CVE-2022-44673: Windows Client Server Run-time Subsystem (CSRSS) Elevation of Privilege Vulnerability

Overview

Severity

High (CVSS 7)

CVSS Vector

CVSS:3.1/AV:L/AC:H/PR:L/UI:N/S:U/C:H/I:H/A:H/E:U/RL:O/RC:C

Category

Elevation of Privilege

Exploit Status

Not Exploited

Exploitation Likelihood

More Likely

Patch Tuesday

2022-Dec

Released

2022-12-13

EPSS Score

2.99% (percentile: 86.5%)

FAQ

What privileges could be gained by an attacker who successfully exploited this vulnerability? An attacker who successfully exploited this vulnerability could gain SYSTEM privileges.
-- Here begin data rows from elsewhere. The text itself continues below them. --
Issue #1675, opened 2019-12-12
Dark Mode - Android integration


maxme:
We want to support dark mode for Android like it was done recently for iOS.

The work is in progress in this wpandroid branch:
https://github.com/wordpress-mobile/WordPress-Android/tree/feature/material-theme - cc @khaykov 

Some color name and value changes might be required to align with the new color system - cc @iamthomasbishop 

Related iOS Dark mode PR: https://github.com/wordpress-mobile/gutenberg-mobile/pull/1309

marecar3:
Thanks, @maxme!

PR #1717, opened 2019-12-21
Feature/1675 dark mode android integration

marecar3:
Fixes https://github.com/wordpress-mobile/gutenberg-mobile/issues/1675

Gutenberg PR: https://github.com/WordPress/gutenberg/pull/19293
WordPress-Android PR: https://github.com/wordpress-mobile/WordPress-Android/pull/11004

ezgif com-video-to-gif (13)

To test:

On devices with API <=28:
1. Open App Settings from Me screen.
2. Notice the App Theme preference.
3. The default value should be set to `Set by Battery Saver`.
4. From the preference, dialog select `Dark` and confirm that the app switches to Dark Theme.
5. Open the Gutenberg Editor and confirm that it has Dark Theme
6. Select `Light` and confirm that the app switches to Light Theme.
7. Open the Gutenberg Editor and confirm that it has Light Theme
8. Select `Set by Battery Saver` and enable Battery Saver on the device.
9. Confirm that Dark Theme is used when Battery Saver is ON.

On devices with API 29+:
1. Open App Settings from Me screen.
2. Notice the App Theme preference.
3. The default value should be set to `System Default`.
4. From the preference, dialog select `Dark` and confirm that the app switches to Dark Theme.
5. Open the Gutenberg Editor and confirm that it has Dark Theme
6. Select `Light` and confirm that the app switches to Light Theme.
7. Open the Gutenberg Editor and confirm that it has Light Theme
8. Select `System Default` and close the app.
9. Enable Dark Theme in Display settings of the device.
10. Launch the app again and confirm that the dark theme is applied.

Note for API 29+: At this moment we aren't able to get the app theme to switch automatically when the Dark Theme is toggled. For now, you need to restart the app for new theme to take effect. @khaykov has created a separate issue for this at https://github.com/wordpress-mobile/WordPress-Android/issues/10748

PR submission checklist:

- [ ] replace "future release" in release notes with some version


marecar3:
Early feedback from @iamthomasbishop :

- [ ] Android-only: change primary surface background to #121212
- [ ] Link color should be blue 30 (double-check iOS for proper value)
- [ ] When editor is loading, background is white (haven’t seen this in iOS)
- [ ] Bottom sheet icons don't always display as same/correct color (sometimes blueish gray, sometimes neutral. See gallery appender/image sources sheet for example)
- [ ] Slider drag handle is using too dark of a blue (should be same as process fill)

maxme:
>  Link color should be blue 30 (double-check iOS for proper value)

I noticed the iOS / Android color difference on links:

iOS | Android
-|-
Simulator Screen Shot - iPhone 11 - 2019-12-31 at 12 06 02|Screenshot_1577790361

react-native-gutenberg-bridge/android/src/main/java/org/wordpress/mobile/WPAndroidGlue/WPAndroidGlueCode.java
```diff
@@ -305,6 +309,13 @@ public void performRequest(String pathFromJS, Consumer<String> onSuccess, Consum
             public void requestImageFullscreenPreview(String mediaUrl) {
                 mOnImageFullscreenPreviewListener.onImageFullscreenPreviewClicked(mediaUrl);
             }
+
+            @Override
+            public void getPreferredColorScheme(
+                    PreferredColorSchemeReceivedCallback preferredColorSchemeReceivedCallback) {
+                String preferredColorScheme = mOnPreferredColorSchemeListener.getPreferredColorScheme();
+                preferredColorSchemeReceivedCallback.onPreferredColorSchemeReceived(preferredColorScheme);
```
mchowning: I'm curious if we could avoid using a callback here and instead just return the color scheme `String` value directly? I feel like that helps simplify the code. [Something like this](https://github.com/wordpress-mobile/gutenberg-mobile/commit/089181305e88cd4bb782c5d4249e654406a426f0) is what I had in mind.

react-native-gutenberg-bridge/android/src/main/java/org/wordpress/mobile/WPAndroidGlue/WPAndroidGlueCode.java
```diff
@@ -149,6 +149,10 @@ public boolean isContentChanged() {
         void onEditorAutosave();
     }
 
+    public interface OnPreferredColorSchemeListener {
+        String getPreferredColorScheme();
+    }
```
mchowning: Not a big deal, but "Listener" doesn't quite seem right here to me. I think of a "Listener" object as something that has events/updates pushed to it and then responds to those events, not something that provides those updates to others on demand like this interface does. 

To put it another way, I would expect a `PreferredColorSchemeListener` interface would be something like this:

```
   public interface PreferredColorSchemeListener {
        void onColorSchemeChanged(String colorScheme);
    }
``` 

Renaming this interface from `OnPreferredColorSchemeListener` to something like `PreferredColorSchemeSource` or `PreferredColorSchemeProvider` would seems a bit more accurate to me (I'm not remotely invested in either of those suggestions though).

etoledom:
@marecar3 - Could you please update the branches? Thank you!

RELEASE-NOTES.txt
```diff
@@ -1,3 +1,7 @@
+1.21.0
+------
+* [Android] Dark Mode
+
```
etoledom: We should probably target v1.23.0 by now 👍

marecar3: Hey @etoledom, thanks for the feedback.
I just put: "future release" instead of version as we aren't sure when the WPAndroid part will be done. Also, I will update 


> > Link color should be blue 30 (double-check iOS for proper value)
> 
> I noticed the iOS / Android color difference on links:
> 
> iOS	Android
> Simulator Screen Shot - iPhone 11 - 2019-12-31 at 12 06 02	Screenshot_1577790361

This should be fixed.

react-native-gutenberg-bridge/android/src/main/java/org/wordpress/mobile/WPAndroidGlue/WPAndroidGlueCode.java
marecar3: Hey @mchowning 👋 
It seems that I changed a lot of code here so if mind doing another iteration of review?
Thanks a lot!

react-native-gutenberg-bridge/android/src/main/java/org/wordpress/mobile/WPAndroidGlue/WPAndroidGlueCode.java
marecar3: Same here. As I have changed a lot of code we would need another iteration of code review.

marecar3:
> > Link color should be blue 30 (double-check iOS for proper value)
> 
> I noticed the iOS / Android color difference on links:
> 
> iOS	Android
> Simulator Screen Shot - iPhone 11 - 2019-12-31 at 12 06 02	Screenshot_1577790361

Thanks @maxme, It should be fixed now.

react-native-gutenberg-bridge/android/src/main/java/org/wordpress/mobile/ReactNativeGutenbergBridge/RNReactNativeGutenbergBridgePackage.java
```diff
@@ -12,19 +12,23 @@
 public class RNReactNativeGutenbergBridgePackage implements ReactPackage {
     private GutenbergBridgeJS2Parent mGutenbergBridgeJS2Parent;
     private RNReactNativeGutenbergBridgeModule mRNReactNativeGutenbergBridgeModule;
+    private boolean mIsDarkMode;
```
mchowning: Would be nice if we could marm `mIsDarkMode` and `mGutenbergBridgeJS2Parent` as `final`. Would make it clear that `mRNReactNativeGutenbergBridgeModule` is the only thing that can/should change. I do not feel strongly about this change though, feel free to leave as-is if you prefer.

mchowning:
This is looking good @marecar3 !

Noticed that on API<29 devices switching battery mode on/off while within the editor would update the dark mode for the app (i.e. the toolbar on the top would update), but not for the editor. This seems like a bit of an edge case, and I wouldn't mind proceeding with this PR as is and opening a new issue for that (like [what we did with the similar issue on API 29+ devices](https://github.com/wordpress-mobile/WordPress-Android/issues/10748)).

Starting editor with battery Saver OFF | Starting editor with battery saver ON
--- | ---
drak_mode_start_light | dark_mode_switching_api26.

I also left [a comment about a couple of issues I saw on the WPAndroid PR](https://github.com/wordpress-mobile/WordPress-Android/pull/11004#issuecomment-596778555), but those issues are almost certainly not related to your changes.

react-native-gutenberg-bridge/android/src/main/java/org/wordpress/mobile/ReactNativeGutenbergBridge/RNReactNativeGutenbergBridgePackage.java
marecar3: Thanks for the good advice.
Will update them!

marecar3:
Hey @mchowning!

Thanks for the good review! I have found where is the problem and now it should be fixed.

Please, can you do another iteration of testing? Thanks!

RELEASE-NOTES.txt
```diff
@@ -5,10 +5,10 @@
 1.24.0
 ------
 * New block: Latest Posts
-* [Android] Can now scroll post when in landscape orientation with the soft keyboard displayed
```
marecar3: This shouldn't be part of release notes as it was removed: https://github.com/wordpress-mobile/gutenberg-mobile/pull/1989/files#diff-a3d054590c32de57d87be233927e755dL3
But for some reason, it was reverted from revert.

marecar3:
> Looks good! The issue with the editor not immediately switching themes when battery mode is changed is now fixed. Great work @marecar3 !
> 
> I did notice that the WPAndroid PR already got merged. Should we open a new WPAndroid PR once this gets merged so that we can update that to use the merged hash? (might not be necessary since the WPAndroid PR is only targetting a feature branch)

Hey @mchowning, thanks for asking!
@khaykov has opened a new PR https://github.com/wordpress-mobile/WordPress-Android/pull/11469 where we will use a merged hash.

PR #1719, opened 2019-12-23
Scroll down to reveal the Trash buttons

hypest:
Tries to fix some of the flakiness of the e2e tests by scrolling the content to reveal the Trash button.

Another detail is with the `should be able to insert block into post` test, removed the special treatment (removal) of one of blocks on Android since now with the scroll-to-reveal-trash-icon the dedicated removal is not needed.

Tested locally and the Appium tests are green on my Pixel 2 XL, Android 9.

To test:

1. CI should be green

2. Locally running `yarn test:e2e:android:local` and `yarn  test:e2e:ios:local` should be green

PR submission checklist:

### DIFF
--- a/__device-tests__/gutenberg-editor-block-insertion.test.js
+++ b/__device-tests__/gutenberg-editor-block-insertion.test.js
@@ -12,6 +12,7 @@ import {
 	stopDriver,
 	isAndroid,
 	swipeDown,
+	swipeUp,
 	clickMiddleOfElement,
 } from './helpers/utils';
 import testData from './helpers/test-data';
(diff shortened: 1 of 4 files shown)


hypest:
Triggered the CI tests twice ans got green on e6693af. Have now triggered it a third time to see how consistent it is.

hypest:
I've increased the delay before the rotation, in an attempt to have the text setting before it settle. At least, that's my assumption there. I'll trigger the tests a few times to see if that improved reliability or not.

hypest:
Now trying 9f20d23 and e4860a0.

Run No1:
Run No2:
Run No3:

hypest:
FWIW, some else is also experiencing issues with the adb input text command not delivering all the chars: `And on some devices I experienced that a long text (ca. 200 characters) written with adb shell input text "<longText>" was partly lost - even the bigger part at the end! It looked to me depending on the manufacturer.` from https://stackoverflow.com/a/54680722

hypest:
Closing as it has become stale for long time. We can circle back and reopen or update if needed.

PR #1733, opened 2020-01-05
Implement toggle bold and italic shortcuts

### LINKED ISSUE #861: Keyboard shortcuts
Gutenberg should support at least the basic keyboard shortcuts for rich text formatting.

kmdupr33:
Fixes #861 

This pr pairs with another pr that contains [changes to the gutenberg repo](https://github.com/WordPress/gutenberg/pull/19408). It follows the proposal I laid out [here](https://href.li/?https://hogwartsp2.wordpress.com/2019/12/21/shortcuts-implementation-proposal/).

This only contains work for the italics and bold shortcuts because the undo and redo shortcuts are [already working](https://href.li/?https://docs.google.com/spreadsheets/d/1AwWfi2ZmrFRtYt7igFCuhfRubkZbqX5xtkWSwvbnOGU/edit#gid=71534297).

* The main listeners for shortcuts are in the `GutenbergViewController` and `MainActivity` that host the React native app. On iOS, this enables us to leverage some of the native shortcut discoverability features that are on iOS as well as making shortcuts "global" for free. If we agree this is a reasonable choice on iOS, I'll need to add localized strings for shortcut discoverability (see checkbox below). For consistency and for making it easy to make shortcuts global, I also implemented the shortcut listener in the `MainActivity` on android.
* On iOS, since the `GutenbergViewController` is already pretty long, I've created a `ShortcutsCoordinator` in the same spirit as the `Media*Coordinators`. In order for the shortcuts coordinator to do non-trivial work in handling shortcuts, I needed to modifier the responder chain so that it has a chance to handle shortcut events. On Android, the ideal home for this functionality was less obvious, and since the `MainActivity` is pretty lean, I threw some of the shortcut code there for now. I'm totally open to feedback if anyone has any ideas where that code should live.
* A key assumption I made here is that keyboard shortcuts for us are always global and don't have target elements, which is unlike web's implementation. I figured this was kosher, but if I'm wrong about this, I'll need to rethink some things on the js side and on the native side. 

To test:

If you want to test the bold shortcut, its as simple as clicking a textview and pressing modifier-b.

If you want to test italics, you'll have to run the apps in release mode so that the developer menu is disabled and the toggle inspector shortcut doesn't interfere with the toggle italics shortcut. 

PR submission checklist:

### DIFF
--- a/android/app/src/main/java/com/gutenberg/MainActivity.java
+++ b/android/app/src/main/java/com/gutenberg/MainActivity.java
@@ -1,6 +1,13 @@
 package com.gutenberg;
 
+import android.os.Bundle;
+import android.view.KeyEvent;
+
 import com.facebook.react.ReactActivity;
+import com.facebook.react.ReactApplication;
+
+import org.wordpress.mobile.ReactNativeGutenbergBridge.RNReactNativeGutenbergBridgeModule;
+import org.wordpress.mobile.ReactNativeGutenbergBridge.RNReactNativeGutenbergBridgeModule.Shortcut;
 
 public class MainActivity extends ReactActivity {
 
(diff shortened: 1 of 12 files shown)


android/app/src/main/java/com/gutenberg/MainActivity.java
```diff
@@ -12,4 +19,33 @@
...
+    @Override
+    protected void onCreate(Bundle savedInstanceState) {
+        super.onCreate(savedInstanceState);
+        ((ReactApplication) getApplication()).getReactNativeHost()
+                .getReactInstanceManager()
+                .addReactInstanceEventListener(context -> module = context.getNativeModule(RNReactNativeGutenbergBridgeModule.class));
+    }
+
+    @Override
+    public boolean onKeyUp(int keyCode, KeyEvent event) {
```
Tug: I wonder if we will need to add a debouncer here. Just trying to toggle bold formatting makes it toggle twice or more for me (tested on an iOS Simulator).
Also and more worrying is when I keep the modifier key (so command on macos) pressed it keeps repeating the key over and over. so for `cmd+b` it keeps on toggling the selected text in bold, and for `cmd+v` it keeps on pasting the copied text over and over until I release the `cmd` key.
I'll look into it a bit, but maybe you have an idea @kmdupr33 ?

Tug: Just tested in `develop` and it looks like a regression, at least on iOS

kmdupr33: Interesting. Looking into this now.

kmdupr33: Ok. This is resolved 👍

hypest:
Closing this as not updated in a while.

PR #2654, opened 2020-09-22
Try running scheduled device tests targeting gutenberg master

Tug:
WIP

This PR adds new scheduled device tests to CircleCI. The same exact set of tests is running but it targets gutenberg master instead of the default ref so we can spot regressions as they appear in gutenberg.

PR submission checklist:


jhnstn:
Just noticed this branch is still running daily on Circle CI and failing. Closing since it's stale.

PR #2684, opened 2020-10-01
Fix "ENOMEM: not enough memory, write" error on CI with Android E2E tests

ceyhun:
Fixes `ENOMEM: not enough memory, write` error on CI with Android E2E tests

Example failed run: https://app.circleci.com/pipelines/github/wordpress-mobile/gutenberg-mobile/8518/workflows/2254d8bc-a0d5-45f7-8a9c-fd2e14c8874e/jobs/45314

Used `machine` instead of `docker` as executer which has `7.5GB` instead of `4GB` of RAM. The error during bundling step of JS code was fixed by this, but the ubuntu image used for the machine doesn't come with android tooling pre-installed. So to build the apk used the previous docker image but ran it inside the ubuntu machine.
Tried another approach using [persist_to_workspace](https://circleci.com/docs/2.0/configuration-reference/#persist_to_workspace) to save the JS bundle created in the `machine` executor and use it in a `docker` executer later with [attach_workspace](https://circleci.com/docs/2.0/configuration-reference/#attach_workspace), but found out that this needs re-installing the npm packages inside the `docker` executor container again which may not be the most efficient way, so went with the current solution instead.

To test:
- CI should be green.

PR submission checklist:

### DIFF
--- a/.circleci/config.yml
+++ b/.circleci/config.yml
@@ -233,37 +233,37 @@ jobs:
 workflows:
   gutenberg-mobile:
     jobs:
-      - checks:
-          name: Check Correctness
-          check-correctness: true
-      - checks:
-          name: Test iOS
-          platform: ios
-          check-tests: true
-      - checks:
-          name: Test Android
-          platform: android
-          check-tests: true
-      - ios-device-checks:
-          name: Test iOS on Device - Canaries
-          is-canary: "-canary"
+      # - checks:
+      #     name: Check Correctness
+      #     check-correctness: true
+      # - checks:
+      #     name: Test iOS
+      #     platform: ios
+      #     check-tests: true
+      # - checks:
+      #     name: Test Android
+      #     platform: android
+      #     check-tests: true
+      # - ios-device-checks:
+      #     name: Test iOS on Device - Canaries
+      #     is-canary: "-canary"
       - android-device-checks:
           name: Test Android on Device - Canaries
           is-canary: "-canary"
-      - Optional UI Tests:
-          type: approval
-          filters:
-            branches:
-              ignore:
-                - develop
-      - ios-device-checks:
-          name: Test iOS on Device - Full
-          requires: [ "Optional UI Tests" ]
-      - android-device-checks:
-          name: Test Android on Device - Full
-          requires: [ "Optional UI Tests" ]
-      - android-native-unit-tests:
-          name: Android Native Unit Tests
+      # - Optional UI Tests:
+      #     type: approval
+      #     filters:
+      #       branches:
+      #         ignore:
+      #           - develop
+      # - ios-device-checks:
+      #     name: Test iOS on Device - Full
+      #     requires: [ "Optional UI Tests" ]
+      # - android-device-checks:
+      #     name: Test Android on Device - Full
+      #     requires: [ "Optional UI Tests" ]
+      # - android-native-unit-tests:
+      #     name: Android Native Unit Tests
 
   ui-tests-full-scheduled:
     jobs:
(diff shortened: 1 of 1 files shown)


.circleci/config.yml
```diff
@@ -93,37 +93,41 @@ jobs:
       is-canary:
         type: string
         default: ""
-    docker:
-    - image: circleci/android:api-29-node@sha256:71d61d6c21b29948d57120f476a83cc322a280979bce355c5a0ad771293ca380
-    environment:
-      JAVA_OPTS: '-Xms512m -Xmx2g'
-      GRADLE_OPTS: '-Xmx3g -Dorg.gradle.daemon=false -Dorg.gradle.jvmargs="-Xmx2g -XX:+HeapDumpOnOutOfMemoryError"'
+    machine:
+      image: ubuntu-1604:202007-01
```
hypest: 👋 Ceyhun, for documentation purposes, can you elaborate on the particular ubuntu version used here? For example, why not a more recent LTS perhaps? Thanks!

.circleci/config.yml
```diff
@@ -93,37 +93,41 @@ jobs:
...
-            echo 'export TEST_ENV=sauce' >> $BASH_ENV
-      - run:
-          name: Bundle Android and Generate debug .apk file for testing
-          command: npm run test:e2e:bundle:android && npm run core test:e2e:build-app:android
+            docker run --rm -it \
+            --volume $(pwd):/home/circleci/project \
+            --workdir /home/circleci/project \
+            --env JAVA_OPTS='-Xms512m -Xmx2g' \
+            --env GRADLE_OPTS='-Xmx3g -Dorg.gradle.daemon=false -Dorg.gradle.jvmargs="-Xmx2g -XX:+HeapDumpOnOutOfMemoryError"' \
+            circleci/android@sha256:71d61d6c21b29948d57120f476a83cc322a280979bce355c5a0ad771293ca380 \
```
hypest: Not a blocker but, looks like we are referencing this docker image in a couple of places (here and in line 146) and I'm thinking if it makes sense to have a constant defined somewhere with this name, to avoid potentially changing the one but not the other?

hypest (commented):
Awesome work here @ceyhun and a cool solution!

I only left a couple of minor comments, have a look.

Also, I re-triggered the CI even though it's green to verify that it's consistently green.

.circleci/config.yml
ceyhun: No real reason actually :) other than it being used in the docs here: https://circleci.com/docs/2.0/executor-types/#using-machine 
Let me try the latest version there: `ubuntu-2004:202010-01`

.circleci/config.yml
ceyhun: Good idea! But on second thought maybe it's not necessary to pin this image (which was done to pin node version) as we might not need node when building the apk. Let me try to remove the hash instead.

.circleci/config.yml
```diff
@@ -110,7 +110,7 @@ jobs:
             --workdir /home/circleci/project \
             --env JAVA_OPTS='-Xms512m -Xmx2g' \
             --env GRADLE_OPTS='-Xmx3g -Dorg.gradle.daemon=false -Dorg.gradle.jvmargs="-Xmx2g -XX:+HeapDumpOnOutOfMemoryError"' \
-            circleci/android@sha256:71d61d6c21b29948d57120f476a83cc322a280979bce355c5a0ad771293ca380 \
+            circleci/android:api-29-node \
```
hypest: Ah, much more readable than the hash 😃 

Wonder though, shouldn't we do the same for https://github.com/wordpress-mobile/gutenberg-mobile/blob/a4cdb95b0e4f1553420b36b6826eb3b2a46bc4e8/.circleci/config.yml#L146?

And while at it, can we put that name as a string [pipeline parameter](https://circleci.com/docs/2.0/pipeline-variables/#pipeline-parameters-in-configuration) so it's defined in a single place but used in many?

ceyhun: `api-29-node` takes the latest version of the image with that tag, but in this case we need a previous version because the node version is updated in the latest. We don't have to use the same docker image for both because for the one in this PR the node version is not important. But for consistency I will roll back the latest change and update them both to use the same image from a parameter 👍

hypest: Ah, I see. Note that no strong feelings about having the 2 images be exactly the same. If we end up with two different than the only thing I'd prefer would be to have a pipeline parameter for each to make it clearer which is which and why.

hypest (approved):
LGTM!

I'll try to re-trigger CI to make sure the green there is consistent and we can merge!

PR #2766, opened 2020-10-30
Move the setupJetpackEditor() call order

mzorz:
This PR moves the order in which the jetpack blocks get registered from `'native.pre-render'` action to  `'native.render'` action, with the aim of having the jetpack blocks listed last in the block picker as per default (and let core blocks be first with the default order at first). Note the order in which they appear may be subject to change later on a per user basis, depending on the [frecency](https://github.com/WordPress/gutenberg/blob/master/packages/block-editor/src/store/selectors.js#L1396-L1566) calculations when getting items from the store to the inserter. 

**Before**
See the jetpack blocks (Contact info, Story) appear first
blockorderBefore

**After**
See the jetpack blocks (Contact info, Story) appear last
blockorderNow


etoledom (approved):
Working great as expected! 🎉

PR #2768, opened 2020-11-02
Added story block in supported block list

mzorz:
Adds the story block to the supported list.

To test:
N/A.


mzorz:
Decided to keep this unmerged until there is a need to include the Story block in templates cc @aforcier

PR #2770, opened 2020-11-02
Stories block: hide/show based on Editor capability settings being set, only after it's been loaded

mzorz:
We observed the settings may not be ready exactly when the `native.render` hooks get run but rather right after that execution cycle. Hence, we're only checking for the actual settings to be loaded by using `setTimeout` without delay

To test:
- verify the tests are now passing with `npm run test src/test/index.js`

Note: I've considered and tried adding unit tests for the specific functionality added but, since we haven't found a way to mock select/dispatch easily yet - will get back at this at a later point.

PR submission checklist:


src/jetpack-editor-setup.js
```diff
@@ -44,16 +44,18 @@ export default ( jetpackState ) => {
 
 	const jetpackData = setJetpackData( jetpackState );
 
-	const mediaFilesCollectionBlock = useSelect( ( select ) => {
-		return select( 'core/block-editor' ).getSettings( 'capabilities' )
-			.mediaFilesCollectionBlock;
-	}, [] );
+	// eslint-disable-next-line @wordpress/react-no-unsafe-timeout
```
etoledom, line 54: Maybe we could write down the reason why are we using a timeout here too for future references

etoledom (approved):
Working great as expected 🎉 

Tested on Android, iOS and unit tests passing locally too
Great job @mzorz ! 🙏

src/jetpack-editor-setup.js
mzorz: Good idea!  added here 6eb17d5dc

PR #2771, opened 2020-11-03
Scroll to selected block that goes off the screen 

### LINKED ISSUE #735: Editor doesn’t scroll with the block/cursor when I move a block
**Expectation**: When I move a block up and down in a post, I expect the editor to scroll so that the selected block and the cursor are always in view.

**Actual**: If I move the block up or down so that the block goes out of the visible area, the editor does not scroll automatically. I have to swipe to scroll the block back into view. (This is especially annoying if I’m trying to move a block a ways up or down in the post, as I have to alternate between moving the block and swiping to see it again.)

**To repro**:
1. Create or open a post with a lot of content.
2. Select a block.
3. Tap the up/down arrows to move the block until it goes off screen. Result: The editor doesn’t scroll with the block.

jd-alexander:
Fixes #735

To test:
Visit this [PR](https://github.com/WordPress/gutenberg/pull/26596)
PR submission checklist:


jd-alexander:
I am going to look into why these tests are failing.

ceyhun:
Bumping the milestone to 1.42, feel free to ping me if it needs to make it to 1.41 this week.

guarani (commented):
Just noting here that this isn't pending a review from my side as noted here: https://github.com/WordPress/gutenberg/pull/26596#issuecomment-728342331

According to the CVSS metric, the attack complexity is high (AC:H). What does that mean for this vulnerability? Successful exploitation of this vulnerability requires an attacker to take additional actions prior to exploitation to prepare the target environment.

Affected Products (11)

Windows

• Windows 10 Version 1809 for 32-bit Systems
• Windows 10 Version 21H1 for 32-bit Systems
• Windows 10 Version 20H2 for 32-bit Systems
• Windows 10 Version 21H2 for 32-bit Systems
• Windows 10 Version 22H2 for 32-bit Systems
• Windows 10 for 32-bit Systems
• Windows 10 Version 1607 for 32-bit Systems
• Windows 8.1 for 32-bit systems

ESU

• Windows 7 for 32-bit Systems Service Pack 1
• Windows Server 2008 for 32-bit Systems Service Pack 2
• Windows Server 2008 for 32-bit Systems Service Pack 2 (Server Core installation)

Security Updates (10)

• 5021237
• 5021233
• 5021243
• 5021235
• 5021291
• 5021288
• 5021294
• 5021296
• 5021289
• 5021293

Acknowledgments

Anonymous

Revision History

• 2022-12-13: Information published.